Issue #1140, opened 2015-10-26
Fix intersphinx links


kuba:
`make -C docs clean html` spits out the following:

```
WARNING: intersphinx inventory 'https://acme-python.readthedocs.org/objects.inv' not fetchable due to <class 'urllib2.HTTPError'>: HTTP Error 404: OK
```

We need to update `conf.py` (for all packages) to use correct links.

cowlicks:
I think this is closeable. I get a few warnings when I build the docs, but not the ones mentioned.
```

/home/blake/github/letsencrypt/letsencrypt/client.py:docstring of letsencrypt.client.Client.apply_enhancement:4: WARNING: Field list ends without a blank line; unexpected unindent.
/home/blake/github/letsencrypt/letsencrypt/client.py:docstring of letsencrypt.client.Client.apply_enhancement:7: WARNING: Field list ends without a blank line; unexpected unindent.
/home/blake/github/letsencrypt/letsencrypt/client.py:docstring of letsencrypt.client.Client.apply_enhancement:10: WARNING: Explicit markup ends without a blank line; unexpected unindent.
/home/blake/github/letsencrypt/letsencrypt/client.py:docstring of letsencrypt.client.Client.apply_enhancement:11: WARNING: Field list ends without a blank line; unexpected unindent.
../README.rst:96: WARNING: nonlocal image URI found: https://travis-ci.org/letsencrypt/letsencrypt.svg?branch=master
../README.rst:96: WARNING: nonlocal image URI found: https://coveralls.io/repos/letsencrypt/letsencrypt/badge.svg?branch=master
../README.rst:96: WARNING: nonlocal image URI found: https://readthedocs.org/projects/letsencrypt/badge/
../README.rst:96: WARNING: nonlocal image URI found: https://quay.io/repository/letsencrypt/letsencrypt/status
../README.rst:100: WARNING: nonlocal image URI found: https://travis-ci.org/letsencrypt/letsencrypt.svg?branch=master
../README.rst:104: WARNING: nonlocal image URI found: https://coveralls.io/repos/letsencrypt/letsencrypt/badge.svg?branch=master
../README.rst:108: WARNING: nonlocal image URI found: https://readthedocs.org/projects/letsencrypt/badge/
../README.rst:112: WARNING: nonlocal image URI found: https://quay.io/repository/letsencrypt/letsencrypt/status
```

bmw:
[...]

PR #1171, opened 2015-10-28
Fix readthedocs Intersphinx URLs

chk1:
This fixes the Warning about missing/incorrect Intersphinx links from #1140 

Fixed according to the example here: http://read-the-docs.readthedocs.org/en/slumber_refactor/features.html#intersphinx-support

### DIFF
--- a/docs/conf.py
+++ b/docs/conf.py
@@ -315,5 +315,5 @@ texinfo_documents = [
 
 intersphinx_mapping = {
     'python': ('https://docs.python.org/', None),
-    'acme': ('https://acme-python.readthedocs.org', None),
+    'acme': ('https://acme-python.readthedocs.org/en/latest/', None),
 }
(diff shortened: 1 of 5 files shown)


bmw:
Hit by letsencrypt/boulder#1033. Kicking Travis.

kuba:
Thanks and welcome to the project, @chk1 :)

While it's a clear improvement, one question still remains (and that's why bug should not be closed upon merging): how do do intersphinx for releases (we don't want to link to latest, but to stable).

LGTM, but please make sure to reopen #1140 after merging.

chk1:
From a quick look at the manual it seems like readthedocs tags releases as 'stable' and a documentation is created accordingly, e.g. http://letsencrypt.readthedocs.org/en/stable/ (currently not all Let's Encrypt projects listed on RTD have this stable tag)

So you could change all `/latest` to `/stable`, but I'm not sure if that's applicable. Maybe someone with a more experience with this can help.

kuba:
Related: https://github.com/letsencrypt/letsencrypt/issues/1097 (problems with "stable" on RTD)

bmw:
LGTM

PR #1175, opened 2015-10-28
Started working on the OpenBSD port. [needs revision]

smutt:
Bootstrap file seems to work.
Halted work because psutil does not yet support OpenBSD.
https://github.com/giampaolo/psutil/issues/562

### DIFF
--- a/bootstrap/openbsd.sh
+++ b/bootstrap/openbsd.sh
@@ -1,0 +1,9 @@
+#!/bin/sh -xe
+
+pkg_add -aI \
+  git \
+  python-2.7.9p0 \
+  py-virtualenv \
+  augeas \
+  libffi \
+
--- a/letsencrypt-auto
+++ b/letsencrypt-auto
@@ -12,6 +12,7 @@ XDG_DATA_HOME=${XDG_DATA_HOME:-~/.local/share}
 VENV_NAME="letsencrypt"
 VENV_PATH=${VENV_PATH:-"$XDG_DATA_HOME/$VENV_NAME"}
 VENV_BIN=${VENV_PATH}/bin
+PYTHON_EXE=python2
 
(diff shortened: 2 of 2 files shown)


kuba:
I don't think it should be pulled it (yet) for a couple of reasons, including:
- list of installed dependencies is incomparably lower that for other systems which suggests that it wouldn't work even if `psutil` problem (NB already reported at https://github.com/letsencrypt/letsencrypt/issues/1174) is fixed
- it will not work due to `psutil` problem, and by pulling this in we commit to OpenBSD support in `letsencrypt-auto`

I would suggest you try to amend developer instructions and scripts (https://github.com/letsencrypt/letsencrypt/blob/v0.0.0.dev20151024/bootstrap/install-deps.sh) instead of user-facing `letsencrypt-auto`.

pde:
Great, let us know when you and @sboyettedh have made enough progress that you'd like us to consider merging things.

bmw:
Adding `[needs revision]` to the title to track this is not ready to be merged. When this changes, update the title and we'll take a look @smutt.

hobarrera:
> Bootstrap file seems to work.

Bootstrap failed for me, and linked to a page that states `sudo` is requiered. An OpenBSD port should use `doas(1)`, since `sudo` has been deprecated by it on OpenBSD (the former will usually be installed, but not the latter).

mpasternacki:
The `sudo` / `doas` depends on version, `doas` appeared in OpenBSD 5.8 which is relatively fresh. My 5.7 system still has `sudo`.

bmw:
Since we have official OpenBSD packaging, I don't think it's necessary to add support for OpenBSD to `letsencrypt-auto` and am closing this issue.

If anyone disagrees, (nicely) yell at me and I'll reconsider.

PR #1177, opened 2015-10-28
Begin wrangling letsencrypt-auto to be FHS-compliant

whyhellobradley:


kuba:
@pde seems to be working on that in https://github.com/letsencrypt/letsencrypt/tree/fhs branch. Why do you submit not your code?

PR #2412, opened 2016-02-09
added a missing space that was causing an error in letsencrypt-auto [needs revision]

gicappa:
I'm a n00b and I just tried to launch the help script on OSX with zsh. 
The output was an error because of this missing space.
HTH


pde:
Thanks @gicappa! Can you also make this change to `letsencrypt-auto-source/letsencrypt-auto.template`?

gicappa:
done!

pde:
Thanks!

PR #2417, opened 2016-02-09
Deprecate --apache-ctl

### LINKED ISSUE #2414: Deprecate apache-ctl argument
`--apache-ctl` argument was removed. This argument should still be added as a deprecated argument so it still works for people.

bmw:
fixes #2414


pde:
Looks good.

Issue #2411, opened 2016-02-09
Test #2388 in integration tests


bmw:
If #2388 lands, we should probably test it in integration tests to make sure it works and prevent regressions.

pde:
There was some stuff in #2398 to do that; we could fish it out...

bmw:
It looked like [these lines](https://github.com/letsencrypt/letsencrypt/pull/2398/files#diff-c74d3ad4d86d0804f64e9354fa460b94R84) started to test that, but since a different key size was never set anywhere, I figured it was never finished.

If I'm missing something, feel free to reopen #2398 if you feel that's appropriate.

pde:
The test [was there](https://github.com/letsencrypt/letsencrypt/commit/f37908eadc61d6ab90a25174119cbb4a31fa290a) but was pulled out while trying to identify the source of the -oldest breakage.

PR #2418, opened 2016-02-10
Test cli flag setting within renewal integration tests

pde:
Closes: #2411


bmw:
lgtm. merging when green

pde:
This is failing integration tests.  I think maybe that `NamespaceConfig` wrapper is necessary, because re-adding it locally causes integration tests to succeed.  Trying in travis.

bmw:
That was my fault. I missed another change when removing the namespace. Just tested this on successfully on a VPS.

PR #2421, opened 2016-02-10
Better command-line docs for renew.

pde:


letsencrypt/cli.py
```diff
@@ -1490,6 +1495,16 @@ def prepare_and_parse_args(plugins, args):
         help="Require that all configuration files are owned by the current "
              "user; only needed if your config is somewhere unsafe like /tmp/")
 
+    helpful.add_group(
+        "renew", description="The 'renew' subcommand will attempt to renew all "
```
schoen: Depending on the meaning of "attempt to renew", this isn't quite right because it only actually tries to renew ones that are near expiry. I think this distinction could confuse people!

How about something like "you have previously obtained and that are near to expiry"?

schoen:
LGTM.

PR #2423, opened 2016-02-10
Offline sigs are actually made with sha256

pde:


schoen:
Keen!

schoen:
I merged without Travis check because this was a local-only change.

PR #2428, opened 2016-02-11
Include centos-options-ssl-apache.conf in letsencrypt-apache

bmw:


bmw:
I build test packages and can confirm this fixes the problem.

PR #2429, opened 2016-02-11
Fix broken reference in venv script to old bootstrap directory

MinnSoe:
The `venv` scripts were still pointing to the old bootstrap directory. This has been fixed in this PR. Seems to have been missed out in PR #2383.


pde:
Thanks!

PR #2435, opened 2016-02-11
letstest: work with a local repo, even if it isn't called letsencrypt

pde:
* allows test farm tests to be run from release branches


pde:
Not user-facing, safe to self-merge.

PR #2436, opened 2016-02-11
Fix venv.sh for the bootstrap/less future

pde:


schoen:
Duplicates #2429? (That one also modifies `venv3.sh` in the same way.)

Under our review rules you could probably merge #2429 yourself because it isn't your PR. :-)

PR #2438, opened 2016-02-11
Some preliminary documentation updates to mention renew verb

schoen:
This isn't really detailed but @bmw pointed out that we really do want to point to the renew verb in all of our documentation now that it's there, because people will start looking! So this is a first cut at doing that so that something useful will be there when people look.


bmw:
[Log](http://paste.ubuntu.com/15014636/) of integration test failure. Kicking Travis.

@jsha, we get these boulder errors from time to time. It's pretty rare, but would you like us to send logs of this problem your way?

jsha:
Yeah, please do! Thanks.

bmw:
lgtm

PR #2449, opened 2016-02-11
Support system-default Apache on OS X. Tested on Yosemite (10.10).

nneonneo:
This patch adds a configuration for the Apache plugin to support OS X's built-in Apache web server.

Note that it still requires the user to enable SSL (including httpd-ssl.conf) and generate a snakeoil CA cert to support the DVSNI check. In addition, the user has to add a vhost configuration to `/etc/apache2/other`.


pde:
Thanks, LGTM!

PR #2450, opened 2016-02-11
If le-auto's installation fails, delete the venv.

### LINKED ISSUE #2332: Can't import _io (requires deleting old virtualenv)
Someone on the community forums came across a problem with Python refusing to import `_io` a while ago:

https://community.letsencrypt.org/t/cant-use-letsencrypt-auto-importerror-no-module-named--io/2345/3

The solution required deleting and recreating the virtualenv. Unfortunately, people are still running into this; someone reported #2329 today which was exactly the same problem (with the same solution). Why does this happen, and how can we make it so that people don't have to recreate their virtualenvs?

erikrose:
Fix #2332.

Leaving broken venvs around can, if it got as far as installing the venv/bin/letsencrypt script, wreck future le-auto runs, since the presence of that script means "a working LE is installed" to it. (It was pretty unlikely this would happen, as LE is among the last things installed by peep, but it was possible.) Waiting until a new version of le-auto comes out and running it would recover, but this lets re-running the same version recover as well.


pde:
LGTM, but will need a manual merge.

PR #2533, opened 2016-02-23
Try to finally prevent dangling AWS volumes

pde:


pde:
Semi-tested, somewhat safe to self-merge.

Issue #2508, opened 2016-02-19
Renewer should report failures via exit status


marcan:
The `renew` subcommand should cause the process to exit with a nonzero exit status if renewal failed for any certificate. This makes it easier for an automated renewal script to determine if something went wrong or not. Right now, it seems to exit with status 0 anyway (at least in dry run mode).

Relatedly, I would also suggest adding a "quiet" option that skips the "Processing" lines and does not print the final summary if the status of all certs is "skipped". This makes it easier to just run as a cronjob, since it will avoid producing any output if nothing was done, and therefore won't send an email.

pde:
Eeep, I actually think this is a bug because we've given examples of scripts that assume this return code is available.

bmw:
Created #2512 so the `--quiet` issue isn't lost with the issue about the `letsencrypt renew` exit code.

PR #2534, opened 2016-02-23
Return an error code if any renewals fail

pde:
Closes: #2508

### DIFF
--- a/letsencrypt/cli.py
+++ b/letsencrypt/cli.py
@@ -1030,6 +1030,12 @@ def renew(config, unused_plugins):
     _renew_describe_results(config, renew_successes, renew_failures,
                             renew_skipped, parse_failures)
 
+    if renew_failures or parse_failures:
+        raise errors.Error("{0} renew failure(s), {1} parse failure(s)".format(
+            len(renew_failures), len(parse_failures)))
+    else:
+        logger.debug("no renewal failures")
+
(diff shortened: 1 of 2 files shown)


letsencrypt/cli.py
```diff
@@ -1030,6 +1030,12 @@ def renew(config, unused_plugins):
     _renew_describe_results(config, renew_successes, renew_failures,
                             renew_skipped, parse_failures)
 
+    if renew_failures or parse_failures:
+        raise errors.Error("{0} renew failure(s), {1} parse failure(s)".format(
```
schoen: I looked around at the call chain and it seems that this error will be uncaught and ultimately cause the interpreter to exit with status code 1, but it also seems that the API would allow `renew` to return a status which could be used as the exit code -- is there a reason to prefer this over the other case?

Do we have a strategy for eventually returning different exit codes to indicate different kinds of problems?

schoen:
LGTM apart from my one note concerning line 1034.

letsencrypt/cli.py
pde: Conclusion: it's caught by `_handle_exception` and will lead to an exit(1) without a traceback.

I think we should consider changing the convention that verbs return strings, and have exceptions be the only way that they return non-zero error codes.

- - - -

### WORK ITEM
Using the material above, filter for lines holding "pretty" and copy each one.

### ANSWER FOR THE TASK
@jsha, we get these boulder errors from time to time. It's pretty rare, but would you like us to send logs of this problem your way?
Leaving broken venvs around can, if it got as far as installing the venv/bin/letsencrypt script, wreck future le-auto runs, since the presence of that script means "a working LE is installed" to it. (It was pretty unlikely this would happen, as LE is among the last things installed by peep, but it was possible.) Waiting until a new version of le-auto comes out and running it would recover, but this lets re-running the same version recover as well.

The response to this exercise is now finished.